Hello, dear friend, you can consult us at any time if you have any questions, add WeChat: daixieit


SOC302: Statistics for Social Research

Final Data Analysis Project


1. Description

In this data analysis project, you are given a small dataset drawn from the General Social Survey (GSS). In this dataset, there are 1,376 respondents and 21 variables. The dataset contains variables about the respondents’ basic demographic characteristics (e.g. sex, race, age), socioeconomic status variables (education, socioeconomic index), well-being variables (e.g. quality of life, physical health), and attitudes (whether our country is spending too much/little on childcare assistance).

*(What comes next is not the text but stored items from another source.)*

PR #801, opened 2019-10-16
Update octavia config

sfxworks:

It allows others to deploy octiava with the correct configurations

**Which issue this PR fixes**

Documentation / the template  ConfigMap octavia-ingress-controller-config for the latest octavia-ingress-controller image

Current template will fail as the old value with the latest build.

### DIFF
--- a/docs/using-octavia-ingress-controller.md
+++ b/docs/using-octavia-ingress-controller.md
@@ -93,7 +93,8 @@ data:
     cluster-name: ${cluster_name}
     openstack:
       auth-url: ${auth_url}
-      user-id: ${user_id}
+      domain-name: ${domain-name}
+      username: ${user_id}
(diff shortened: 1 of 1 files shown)


docs/using-octavia-ingress-controller.md
```diff
@@ -93,7 +93,8 @@ data:
     cluster-name: ${cluster_name}
     openstack:
       auth-url: ${auth_url}
-      user-id: ${user_id}
```
lingxiankong: we are using `user-id` in our production without any issue.

lingxiankong:
@sfxworks, we are deploying octavia-ingress-controller in our production with `user-id` and it's running well.

lingxiankong:
well, fair enough

/lgtm

PR #805, opened 2019-10-19
fix golint failures

FayerZhang:
/cleanup

fixes #28

**Release note**:
```NONE```

### DIFF
--- a/pkg/csi/cinder/mount/mount.go
+++ b/pkg/csi/cinder/mount/mount.go
@@ -87,10 +87,10 @@ func (m *Mount) GetHostUtil() hostutil.HostUtils {
 // probeVolume probes volume in compute
 func probeVolume() error {
 	// rescan scsi bus
-	scsi_path := "/sys/class/scsi_host/"
-	if dirs, err := ioutil.ReadDir(scsi_path); err == nil {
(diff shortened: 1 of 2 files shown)


kayrus:
Do these checks run automatically in tests?

ramineni:
@FayerZhang Thanks for the PR. Looks good. 
Could you also make this script up-to-date https://github.com/kubernetes/cloud-provider-openstack/blob/master/hack/verify-golint.sh , doesn't seem to work as expected. not sure if it is my env issue.

FayerZhang:
> @FayerZhang Thanks for the PR. Looks good.
> Could you also make this script up-to-date https://github.com/kubernetes/cloud-provider-openstack/blob/master/hack/verify-golint.sh , doesn't seem to work as expected. not sure if it is my env issue.
 please retry the script, and check my code again.  thanks!

ramineni:
@FayerZhang I have ran the script both on master branch and your branch (checkedout locally) , Im getting the o/p Congratulations!  All Go source files have been linted. But ideally on master branch it should throw lint errors. So thought script needs to be fixed. Let me know if you have different results when run on master.

But this is different issue , can be corrected in separate PR if required.

PR #733, opened 2019-08-22
Domain user name

kayrus:
**What this PR does / why we need it**:

It adds new auth options:
* `user-domain-id`
* `user-domain-name`

Aligns the order of the auth options to the one order.

Delegates the auth options verification to the `gophercloud/utils/openstack/clientconfig` package.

***You can discuss with your classmates as you work on this project, but you need to write and submit individual project reports and R codes. ***


2. Project Steps

You will need to go through the following steps to complete your final project:

STEP (1). Make sure that you download three files related to this project: (1) this document; (2) a .csv data file; (3) a codebook

STEP (2). Next, you should start by going through the codebook to see what variables this dataset contains there and how they are measured.

STEP (3). You should make sure you know how to load the .csv data in R.

STEP (4). You now pick your key dependent variable of interest (Y). Note that this variable should be a numeric variable. In this project, you will examine variations of this variable and how it depends on other variables.

STEP (5). Complete the following components of your project report. Put all of these components into one single document.

(a) Plot a histogram of Y. Report the sample mean and sample standard deviation of Y.

(b) Construct a 95% confidence interval of Y.

(c) Conduct a hypothesis test of the difference in the mean of Y between two groups. For example, the two groups can be men and women, or whites and blacks. Use 5% as the significance level.

(d) What factor may determine Y? Estimate a binary regression model to predict Y using a numeric independent variable of your choice. Interpret your results (slope and R-squared).

(e) Plot a scatterplot of X and Y, and include the line for the prediction equation in the plot.

(f) What other factors may determine Y? Think of at least three independent variables and use 2-3 sentences to explain why these variables may affect Y. Then, estimate a multiple regression model to predict Y using these independent variables. Interpret your results (coefficients and R-squared).

(g) Write one short paragraph (3-5 sentences) to discuss the broader implications of your findings in (c)-(f) above for sociology.

STEP (6). You will need to submit the following two things to your TA via email ([email protected]):

1. Your final project report.

2. The complete R script (.R file) that contains all the codes that you used to conduct the analyses.